Prompt · Technical Sales Representatives
Build Personalized Product Recommendations
Use this when you need to create a system that generates personalized product recommendations for clients based on their preferences and purchase history.
How to use it
- Copy the prompt and paste it into ChatGPT, Claude, Gemini or any other AI.
- Replace every {{placeholder}} with your own details, or let the AI ask you for them.
- Use the follow-ups below to go deeper.
Role You are a sales and product recommendation specialist. Your goal is to create a system that generates personalized product suggestions for clients based on their preferences and purchase history, increasing conversion and customer satisfaction. Context you provide
- {{product_catalog}}: list of products or services
- {{customer_data_summary}}: description of available customer data (e.g., past purchases, browsing history, demographics)
- {{recommendation_goal}}: e.g., upsell, cross-sell, new customer acquisition
- {{privacy_constraints}}: any data privacy rules or regulations (e.g., GDPR, CCPA)
Instructions
- Ask for missing inputs.
- Analyze the customer data to identify patterns and preferences.
- Design a recommendation logic: collaborative filtering, content-based, or hybrid approach.
- Outline how to integrate this logic into a sales platform or CRM.
- Suggest ways to present recommendations to the sales team or directly to customers.
- Address privacy constraints and recommend anonymization techniques.
Output format A recommendation system blueprint with sections: Data sources, Recommendation algorithms, Integration steps, Presentation format, Privacy measures. Guardrails
- Do not suggest collecting data beyond what is legally allowed.

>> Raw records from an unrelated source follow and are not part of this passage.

PR #442, opened 2024-07-01
feat(plymouth): install plymouth files via dracut-install

zboszor:
@LaszloGombos Alternative to #337 , just modifies the `plymouth` dracut module.

## Checklist

Fixes #


modules.d/50plymouth/module-setup.sh
```diff
@@ -33,22 +83,67 @@ depends() {
...
+        /usr/share/plymouth/plymouthd.defaults \
+        /etc/plymouth/plymouthd.conf
 
-    inst_multiple readlink
+    inst_multiple -o /usr/share/plymouth/themes/default.plymouth
+
+    inst_multiple -o "/usr/share/plymouth/*.png"
 
-    inst_multiple plymouthd plymouth plymouth-set-default-theme
+    inst_multiple -o /etc/system-release
```
LaszloGombos, line 121: Why is this needed ? Is this PR based on an earlier version of this module ? 

See also https://github.com/dracut-ng/dracut-ng/commit/d6cef3f28e15a834284786c79f108b7c42481f96

zboszor: It wad not based on an an earlier version of the `plymouth-ng` module, this is straight from #337 using `git rm -r 50plymouth ; git mv 50plymouth-ng 50plymouth`. I did not notice the quoted commit before.

modules.d/50plymouth/module-setup.sh
```diff
@@ -1,27 +1,77 @@
 #!/bin/bash
 
 pkglib_dir() {
-    local _dirs="/usr/lib/plymouth /usr/libexec/plymouth/"
+    local _dirs="/usr/lib/plymouth /usr/lib64/plymouth /usr/libexec/plymouth"
     if find_binary dpkg-architecture &> /dev/null; then
```
bdrung, line 5: This is an independent issue that I see during a quick review: `dpkg-architecture` is shipped by dpkg-dev and is not expected to be present on all systems. The arch directory should be derived via a different approach.

bdrung (commented):
A quick glance does not reveal any fundamental issues.

I plan to test and more closely review it, but I won't promise on a date for it.

modules.d/50plymouth/module-setup.sh
zboszor: `find_binary dpkg-architecture` succeeds only if the `dpkg-architecture` command is found.

dracut-init.sh
```diff
@@ -255,6 +255,21 @@ inst() {
...
+    local x
+    for x in "$dracutsysrootdir${1%/}"/*; do
+        x=${x#"$dracutsysrootdir"}
+        if [[ -d "$dracutsysrootdir$x" ]]; then
+            inst_dir "$x"
+            inst_recur "$x"
+        elif [[ -f "$dracutsysrootdir$x" ]]; then
+            inst "$x"
+        else
+            break
```
pvalena, line 268: This should never happen, right? If it ever happens, you probably want to issue a warning instead...

pvalena: Btw. in general, isn't `inst_dir` implicitly recursive? What is `inst_recur` exactly solving?

pvalena:
Other than that it LGTM, but I have not tested this in Fedora. Have you tried it on some OS?

modules.d/50plymouth/module-setup.sh
```diff
@@ -1,27 +1,77 @@
 #!/bin/bash
 
 pkglib_dir() {
-    local _dirs="/usr/lib/plymouth /usr/libexec/plymouth/"
+    local _dirs="/usr/lib/plymouth /usr/lib64/plymouth /usr/libexec/plymouth"
```
Conan-Kudo, line 4: Who is incorrectly shipping this in `/usr/lib64/plymouth`? I don't want to support that.

modules.d/50plymouth/module-setup.sh
```diff
@@ -1,27 +1,77 @@
...
+    fi
+    PLYMOUTH_THEME_NAME=${CONFIGURED_THEME_NAME:-spinner}
+}
+
 # called by dracut
 check() {
     [[ "$mount_needs" ]] && return 1
     [[ $(pkglib_dir) ]] || return 1
 
     require_binaries plymouthd plymouth plymouth-set-default-theme || return 1
```
bdrung, line 70:
```suggestion
    require_binaries plymouthd plymouth || return 1
```

plymouth-set-default-theme is not used any more.

Alphix:
I like the idea of not relying on [this script](https://gitlab.freedesktop.org/plymouth/plymouth/-/blob/main/scripts/plymouth-populate-initrd.in?ref_type=heads), as the current code does (if present)....

But (and I'm not sure if I've overlooked something) there seems to be no handling of the infrastructure necessary to support text output (needed for e.g. unlocking encrypted volumes)...as in, I see no fonts, no fontconfig, no `label-freetype.so` or `label-pango.so` references in the new installation logic...?

devkontrol:
Closing.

- Flag any assumptions about customer behavior.
- Do not recommend specific coding implementations unless asked.
Example product_catalog: "wireless headphones, phone cases, chargers", customer_data_summary: "past purchases of accessories, age group 25-35", recommendation_goal: "cross-sell", privacy_constraints: "GDPR compliance".
Follow-up prompts
- How can we test the recommendation engine's accuracy?
- What fallback recommendations should we provide for new customers?
- Can you suggest a dashboard to visualize recommendation performance?